Why don’t people become Christians? In the church I grew up in, I was told that the reason that people don’t become Christians is that they really like their sin. How many of you stopped liking your sin before you finally got help for it? You didn’t like it, but you couldn’t see a way to get out of it or you didn’t think you deserved help. So you stayed in the sin. And then somehow God broke through that, and then you got grace, and now here you are. I think people who are sinning hate their sin. I used to wake up in the morning looking at an empty bottle of booze, feeling like crap, and say “I’m never doing that again.” You know why? I hated that. I hated how it felt. But then a couple of days later I felt okay, and I did it again. I couldn’t see anything else. That was one of the reasons why I was in denial and why I was so defensive about my drinking and using. I couldn’t see any alternative. I didn’t think grace was for me.
When you became a believer they didn’t just come and open your jail cell and say, “You can leave now.” There are consequences. Society might make you pay for your crime. And we might live in a society that God has set up where if you do the crime you do the time. You reap what you sew. But on a cosmic level, on a spiritual level, it is already paid for. There are sins that people have done that were paid for before people could even think them up. That’s hard for me to accept.

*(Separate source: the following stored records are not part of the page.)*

PR #101, opened 2020-04-21
Added print link to confirmation-still-required page

SVarallo:
Jira ticket at https://companieshouse.atlassian.net/browse/LFA-1536

This will open up a print window instead of a whole new page, with the required stylings.

### DIFF
--- a/views/confirmation-still-required.html
+++ b/views/confirmation-still-required.html
@@ -38,8 +38,8 @@ Confirmation page
         </p>
         {% endif %}
 
-        <p class="govuk-body">
-            <a href="print-confirmation" class="govuk-link">View printer-friendly version</a>
+        <p class="govuk-body hide-print-content print-link no-print" style="display: block;" aria-hidden="true" hidden="hidden">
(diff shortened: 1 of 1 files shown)


views/confirmation-still-required.html
```diff
@@ -38,8 +38,8 @@ <h1 class="govuk-panel__title">You've told us
         </p>
         {% endif %}
 
-        <p class="govuk-body">
-            <a href="print-confirmation" class="govuk-link">View printer-friendly version</a>
+        <p class="govuk-body hide-print-content print-link no-print" style="display: block;" aria-hidden="true" hidden="hidden">
+            <a href="javascript:if(window.print)window.print()" class="govuk-link">View printer-friendly version</a>
```
markpit, line 42: what happens if JS is disabled?

SVarallo: Then the link will be hidden and they will have to do it the usual way. They should have an email copy anyway. Same with screen readers.

markpit: ok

I want to close with one little thing here in Colossians 2:5: “For even though I am absent in body, nevertheless I am with you in spirit, rejoicing to see your good discipline and the stability of your faith in Christ.” This is a really different letter from Galatians. In Galatians, Paul is hollering and confronting them because they started off by focusing on Christ, but then all of a sudden it’s Christ plus circumcision, Christ plus festivals, Christ plus all this stuff you’re supposed to do, and so he hollers at them like crazy. The Colossians, however, hadn’t done that. So Paul is rejoicing in them that they are stable in their faith and they haven’t lost track of what got them there in the first place. So the next verse says, “Therefore as you have received Christ Jesus the Lord, so walk in Him.” In other words, live the way you came to Jesus in the first place. How did you come to Jesus in the first place? With your big list of good stuff or hiding your list of bad stuff? No, you just came by faith. If there is a way out of this for us, God’s going to have to do it. We’ve tried to do it and we can’t do it on our own. Now we’re broken and grace comes to us, and the kingdom comes to us, and that’s how we got it in the first place. So Paul tells us to live that way now. Live, walk, and keep walking like that. The recovery principle in Paul’s message is, Keep coming back, it really works. Keep coming back to the grace that got you here in the first place.
When you became a believer, the thing that was clear was that this was a God thing. It’s something that God is going to have to do and we are going to have to accept it for free. Since then, the fight is to keep doing what got you here in the first place. And that’s my encouragement to you: Keep coming back. It really works.